My experience is along the lines of several statements people here already mentioned. More details below.
For me it was a positive experience. No problems. Done quickly. .... The worst thing was grogieness from the sedatives.
I also had "awake sedation". Could talk to the cardiologist performing the procedure and tell her about my sensations (felt a minor pressure). But standing up afterwards was not quite easy. They did have an appropriate protocol for the patients: a guided walking, a requirement for somebody else to drive you home, etc.
This is a very routine prodecure. It should be no cause for worry. You will be awake, but they will give you a sedative so that you will be nice and relaxed.
Indeed, the procedure seems to be a simpler version of stenting, with same tools (but no actual stents). And the stenting is VERY popular (like 600,000 procedures in the US, if I recall correctly, more than the number of heart surgeries even).
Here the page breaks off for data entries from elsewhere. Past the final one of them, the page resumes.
PR #1270, opened 2020-06-30
Add context with rate limit struct for Octokit::TooManyRequests  and Octokit:: AbuseDetected errors

jatindhankhar:
This adds the `context` attribute to `Octokit:: Error` for much smoother handling of exception like `Octokit::TooManyRequests` and `Octokit:: AbuseDetected`, so that clients consuming them can use the values specified for better retries. 

Can be consumed like this

```ruby
 begin
  octokit_client.get('resource')
rescue Octokit::TooManyRequests => rate_limited_error
  puts "Retry in #{rate_limited_errro.retry_in} seconds"
 # Do fancy sutff
end 
```
Specifically useful when using with background processors like `sidekiq`

```ruby
class PollingWorker
  include Sidekiq::Worker

  sidekiq_retry_in do |attempt, exception|
    case exception
    when Octokit::TooManyRequests
      exception.context.resets_in
    when Octokit::AbuseDetected
      exception.context.resets_in
    end
  end

  def perform
    # Do Polling work
    poller = Octokit::Client.new
    data = poller.fetch('/resource')
  end
end
 
```

The idea is to have meaningful context for all types of errors depending upon the type of error.

### DIFF
--- a/lib/octokit/error.rb
+++ b/lib/octokit/error.rb
@@ -35,8 +35,7 @@ module Octokit
     end
 
      def build_error_context
-       rate_limited_errors = [Octokit::TooManyRequests, Octokit::AbuseDetected]
-       if rate_limited_errors.include?(self.class)
+       if RATE_LIMITED_ERRORS.include?(self.class)
          @context = Octokit::RateLimit.from_response(@response)
        end
      end
@@ -323,4 +322,5 @@ module Octokit
   # Raised when a repository is created with an invalid format
   class InvalidRepository < ArgumentError; end
 
+  RATE_LIMITED_ERRORS = [Octokit::TooManyRequests, Octokit::AbuseDetected]
 end
--- a/lib/octokit/error.rb
+++ b/lib/octokit/error.rb
@@ -1,7 +1,7 @@
 module Octokit
   # Custom error class for rescuing from all GitHub errors
   class Error < StandardError
-
+    attr_reader :context
     # Returns the appropriate Octokit::Error subclass based
     # on status and response message
     #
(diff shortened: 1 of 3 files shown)


lib/octokit/error.rb
```diff
@@ -34,9 +34,17 @@ def self.from_response(response)
       end
     end
 
+     def build_error_context
+       rate_limited_errors = [Octokit::TooManyRequests, Octokit::AbuseDetected]
```
tarebyte, line 38: Can we make this into a constant?

jatindhankhar: Sure, moved the constants to the bottom due to undefined issues.

jatindhankhar:
Thanks for merging this 😄 

I have another proposition that I have been using for my personal projects and work, *custom pagination for Octokit*


## Pagination methods
```ruby
def should_fetch_more?(page_limit, page_iterated)
    page_limit.nil? || page_iterated < page_limit.to_i
  end

  def can_fetch_more?(last_response)
    last_response.rels[:next].present? && @octokit_client.rate_limit.remaining > 0
  end

  def iterate_pagination(opts = {}, result)
    page_limit = opts[:page_limit]
    page_iterated = 1
    last_response = @octokit_client.last_response
    record_limit = opts[:item_limit]
    while should_fetch_more?(page_limit, page_iterated) && can_fetch_more?(last_response)
      last_response = last_response.rels[:next].get
      if result.is_a?(Sawyer::Resource)
        result.items += result.is_a?(Array) ? last_response.data : last_response.data.items
      else
        result += result.is_a?(Array) ? last_response.data : last_response.data.items
      end

      page_iterated += 1
      return limit_result_count(result, record_limit.to_i) if record_limit && result.count >= record_limit.to_i
    end
    record_limit ? limit_result_count(result, record_limit.to_i) : result
  end
```

so any utility function can be passed as proc to `execute`

```ruby
```

```ruby
def find_users(search_text = '', opts = {})
    execute(opts) { @octokit_client.search_users(search_text).items }
end

```

tarebyte:
@jatindhankhar mind opening another issue? It's hard to track requests at the end of a merged PR.

PR #1287, opened 2020-09-15
Add search topics

xzdshr:
Add missing endpoint for the topics search
https://docs.github.com/en/rest/reference/search#search-topics


lib/octokit/client/search.rb
```diff
@@ -64,6 +64,18 @@ def search_repositories(query, options = {})
...
+      # Search topics
+      #
+      # @param query [String] Search term and qualifiers
+      # @param options [Hash] Pagination options
+      # @option options [Integer] :page Page of paginated results
+      # @option options [Integer] :per_page Number of items per page
+      # @return [Sawyer::Resource] Search results object
+      # @see https://developer.github.com/v3/search/#search-topics
+      def search_topics(query, options = {})
+        search "search/topics", query, options
```
tarebyte, line 76: It looks like we're missing the `application/vnd.github.mercy-preview+json` preview header for this request.

tarebyte (changes requested):
Thanks for opening this up! Just one bit of feedback

lib/octokit/client/search.rb
xzdshr: totally missed it, thanks!

tarebyte (approved):

PR #1297, opened 2020-10-28
[WIP] Escape label names with URL characters

### LINKED ISSUE #1296: If a label contains a `?`, update_label silently fails
In our repository, we have a label `jansa/yes?`...If I try to call

```ruby
client.update_label(repo, label, :color => color)
```

then it silently fails, but if I call it with

```ruby
require "cgi"
client.update_label(repo, CGI.escape(label), :color => color)
```

then it works.

I can't tell if this is an issue with octokit, sawyer, or the GitHub API itself.  From what I can tell, the label and color are passed as data and so should be the body of a PATCH request, which makes me think this is GitHub itself?

Fryguy:
Fixes #1296

@tarebyte This is WIP because I am having trouble recording the VCR cassettes, and I'm not sure what I'm doing wrong.  I could probably use some pointers there.


Fryguy:
The issue I'm hitting with VCR specs seems to be that it can't create the test repository.

First thing I ran into is that faraday 1.0 doesn't seem to work with this repo since they changed the namespacing of their error class, so I had to lock that down to "< 1.0" in the gemspec. (I'll PR this change separately)

Now I'm hitting the following which is happening when it's trying to create the test repository, but I can't figure out why or how to get past it.

```
  1) Octokit::Client::Labels with issue .remove_label removes a label from the specified issue
     Failure/Error: @issue = @client.create_issue(@test_repo, "Issue for label test", "The body")
     NoMethodError:
       undefined method `<<' for #<Hash:0x00007f91c7486c90>
       Did you mean?  <
     # ./lib/octokit/middleware/follow_redirects.rb:73:in `perform_with_redirection'
     # ./lib/octokit/middleware/follow_redirects.rb:61:in `call'
     # ./lib/octokit/connection.rb:156:in `request'
     # ./lib/octokit/connection.rb:19:in `get'
     # ./lib/octokit/client/repositories.rb:29:in `repository'
     # ./lib/octokit/client/repositories.rb:15:in `repository?'
     # ./spec/helper.rb:89:in `block (2 levels) in <top (required)>'
     # ./lib/octokit/middleware/follow_redirects.rb:73:in `perform_with_redirection'
     # ./lib/octokit/middleware/follow_redirects.rb:61:in `call'
     # ./lib/octokit/connection.rb:156:in `request'
     # ./lib/octokit/connection.rb:28:in `post'
     # ./lib/octokit/client/issues.rb:101:in `create_issue'
     # ./spec/octokit/client/labels_spec.rb:66:in `block (3 levels) in <top (required)>'
```

Fryguy:
> First thing I ran into is that faraday 1.0 doesn't seem to work with this repo since they changed the namespacing of their error class, so I had to lock that down to "< 1.0" in the gemspec. (I'll PR this change separately)

I didn't realize this repo didn't use the usual `master` branch but instead used `4-stable`, which already has this faraday thing fixed.

It seems this may also be the solution for the VCR issues I'm having, so now working through rerecording those.

Fryguy:
@tarebyte This is ready to go!

sinstrokes (approved):

Fryguy:
@tarebyte Is this good to merge?

Fryguy:
@tarebyte Are you good with this change?

Fryguy:
@tarebyte @hmharvey Bump?

Fryguy:
Rebased against 4-stable to verify on the new 3.0 test suite/

@tarebyte Is there any else you need me to do here to get this in?  Should it go against a different branch or multiple branches?

PR #1302, opened 2020-11-07
Add documentation on how to specify the ref option for RubyDoc

aomathwift:
When you pass the ref option, you may not notice the syntax [here](https://github.com/octokit/octokit.rb/blob/8f95de13cb09cdbbf71e79d533ca52e009021554/README.md#additional-query-parameters). 
Therefore, it is convenient if this syntax is also described in RubyDoc.


rtrtrt777 (approved):
set update

rtrtrt777:
set

newwwef90 (approved):

tarebyte (approved):

PR #1304, opened 2020-11-12
Added the ability to delete a deployment

jer-k:
Hello, I recently started working on the ability for my company's application to use the Deployments API and I noticed that there was no way to delete the Deployments through Octokit. We make new environments on every Pull Request so without the ability to delete the Deployments, our Environments section is going to become overrun. I was hoping to add this functionality to Octokit rather than having to hit the Github API directly.


tarebyte (approved):
Looks great, thanks so much!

They put me into the category of “no cardiovascular disease” and nothing else had to be addressed in the upcoming AVR. That said, “no cardiovascular disease” doesn’t mean that there is no clogging. It just means that the amount of clogging was “nothing” to them. I believe that I had 10% clogging in one of the arteries and 20% in two other arteries. To them, that was great news.
I find such information to be
very important. The "minor" (small-area) clogging is not worth the increased risk for adding the bypass to the valve surgery. But it's good information to know, since then one can treat it with statins. So that your chances of a heart attack decades later are reduced. Unfortunately, it seems that you can only get the information about these small cloggings with the angiography methods, which are not commonly done. Since you are getting it done, you'd be ahead, in some sense.